Koderisch et al, suggested that false positive testing for ANCA and other autoantibodies, detected by indirect immunofluorescence techniques, may reflect non-specific IgG binding to Fc receptors, and in such cases, ELISA may prevent inaccurate diagnosis and treatment.8
McAddo et al, performed a retrospective analysis of 129 C and PR3-ANCA positive, and detected a higher-than-expected frequency (9.7 %) of “incidental” cases.17 Accumulating evidence supports that the induction of these autoantibodies seen in these cases could relate to the persistent antigenic stimulation of B-cells that leads to polyclonal immunoglobulin activation.
On the other hand, based on the observed homology between Staphylococcus aureus peptides and complementary PR3, it was suggested that the autoantibodies could result from molecular mimicry between infectious agents and ANCA antigens.18 Therefore, it is important to exclude infection in patients with symptoms and a clinical positive ANCA test.
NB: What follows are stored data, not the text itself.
PR #5321, opened 2025-08-03
[lua] Added `autofit` and `sizeHint` properties to Dialog (fix #5176)

### LINKED ISSUE #5176: Add Dialog:autofitBounds() to automatically resize dialogs from their content

At the moment, there is no way to automatically resize a dialog from its visible content after using Dialog:modify(), without having to use close/show functions every time. 

It would be nice to have this new option to handle cases when the modified contents of a dialog don't fit in the initial bounds.

Example script:

``` Lua

LabelIsVisible = false
function generateDialogFit()
    if DialogFit~=nil then DialogFit:close() end
    DialogFit = Dialog{
    id="DialogFit",
    title="Dialog",
    onclose=function()
        DialogFit = nil
    end
    }
    DialogFit:button{text="Show label  ", onclick=function() 
        LabelIsVisible = not LabelIsVisible
        DialogFit:modify{id="DialogFit_demolabel", visible=LabelIsVisible}
    end}
    DialogFit:label{id="DialogFit_demolabel", visible=LabelIsVisible, text="Label is too long to be displayed"}
    DialogFit:show{wait = false}
end
generateDialogFit()

```

Suggested implementation:

``` Lua
DialogFit:autofitBounds{align=(Align.CENTER | Align.TOP)}; 
```

* Aseprite version: v1.3.13
* System: Windows 11

ckaiser:
Fixes  #5176, makes automatic fitting the default, with `autofit` set to `Align.LEFT | Align.TOP`. (Note: Could've used `ui::HORIZONTAL` and `ui::VERTICAL` since those are more accurate for what we're doing, but they're not exposed to scripting at the moment - I could just add them, though).

This property can be changed via Lua, and I've added a new read-only sizeHint property to know the size the dialog wants to be to fit all the elements.

I've also while testing encountered a bug that caused old drawn pieces of dialogs linger behind them when the bounds are changed to something smaller, so I fixed that by invalidating the old rect when resizing.

Testing script, adapted from the one by @MapleGecko 
```lua
local labelVisible = false
local dialog

local function generateDialog()
    if dialog ~= nil then dialog:close() end
    dialog = Dialog {
        id = "dialog",
        title = "Dialog",
        autofit = 0,
        onclose = function()
            dialog = nil
        end
    }

    dialog:label { id = "dialog_autofitlabel", text = "autofit = 0" }

    dialog:button { text = "Show label", onclick = function()
        labelVisible = not labelVisible
        dialog:modify { id = "dialog_demolabel", visible = labelVisible }
        -- Manual bounds with sizeHint
        --dialog.bounds = Rectangle(dialog.bounds.origin, dialog.sizeHint )
    end }

    dialog:button {
        text = "Switch fit", onclick = function()
        if (dialog.autofit == 0) then
            dialog.autofit = Align.LEFT
        elseif (dialog.autofit == Align.LEFT) then
            dialog.autofit = Align.TOP
        elseif (dialog.autofit == Align.TOP) then
            dialog.autofit = Align.LEFT | Align.TOP
        else
            dialog.autofit = 0
        end

        dialog:modify { id = "dialog_autofitlabel", text = "autofit = " .. dialog.autofit }
    end }

    dialog:label { id = "dialog_demolabel", visible = labelVisible, text = "Label is too long to be displayed" }
    dialog:show { wait = false }
end

generateDialog()
```


dacap:
Hi @ckaiser, from the conversation we had, the idea I was thinking about the `autofit` was to specify a point of anchor to resize, so `TOP|LEFT` is the default (as the origin of the window is kept), but we could specify `CENTER|MIDDLE` (we have to add `Align.MIDDLE` to Lua) to resize the window from the center, or `RIGHT|BOTTOM`, etc, or just `0` to avoid resizing.

ckaiser:
Updated with the top/right/bottom/left functionality, also updated the script with a dropdown for easier testing.

dacap:
It works great :+1: I think it needs a minor fix in the `Dialog_new` function (to avoid setting autofit to -1), going to fix it after merging this.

More recently, Kain et al showed that infection with fimbriated gram-negative bacteria induces autoantibodies to human LAMP-2 through molecular mimicry that cause a new ANCA-subtype.19
Also, “incidental” PR3-positive may be due to increased use of ANCA testing in low clinical suspicion cases, and to the improvement of detection methods.17-19
A number of cases with an apparent overlap between true ANCApositive crescentic with other glomerular disease processes such as membranoproliferative glomerulonephritis, IgA nephropathy, membranous nephropathy, acute postinfectious glomerulonephritis, lupus nephritis, or diabetic glomerulosclerosis are being occasionally reported but the pathophysiology and the true meaning remains unknown.20
Recent data suggest that glomerular injury may be potentiated by synergistic effects of ANCAs and immune complex deposits. Jabur and Saeed, report a case with ANCA-positive necrotizing crescentic glomerulonephritis and nephrotic syndrome. The authors raise the possibility of whether the disease, at its outset, was a primary glomerulonephritis that later evolved to systemic vasculitis in the form of ANCA-positive necrotizing crescentic glomerulonephritis, or if they were two distinct disease entities.21
Our patient with MCD, presented also with a high title of PR3-ANCA even in the absence of vasculitis. The significance of PR3-ANCA positivity in the present case is unknown. We could not find previous reports of MCD associated with PR-3 positivity. We do not know if this is a false positive or if it reflects the existence of two independente pathological processes.
Our patient presented with rapidly progressive renal failure (RPRF), with nephrotic syndrome. The clinical presentation with RPRF associated with PR3- ANCA positive made the initial hypothesis of vasculitis more likely. However, histological findings and rapid response to corticosteroid therapy alone contradicted this hypothesis.
Also, clinical surveillance and future follow-up is necessary to monitor for signs of vasculitis development and PR3-ANCA levels tendency.
In conclusion, atypical clinical scenarios such as nephrotic syndrome with PR3-ANCA, can pose a diagnostic challenge. Renal biopsy is of value to establish an accurate diagnosis, delineate an appropriate treatment plan, and avoid inappropriately aggressive immunosuppressive therapy in patients without vasculitis. Long-term surveillance is essential.
Further studies are required to fully elucidate the pathogenic and clinical significance of PR3-ANCA positivity in MCD.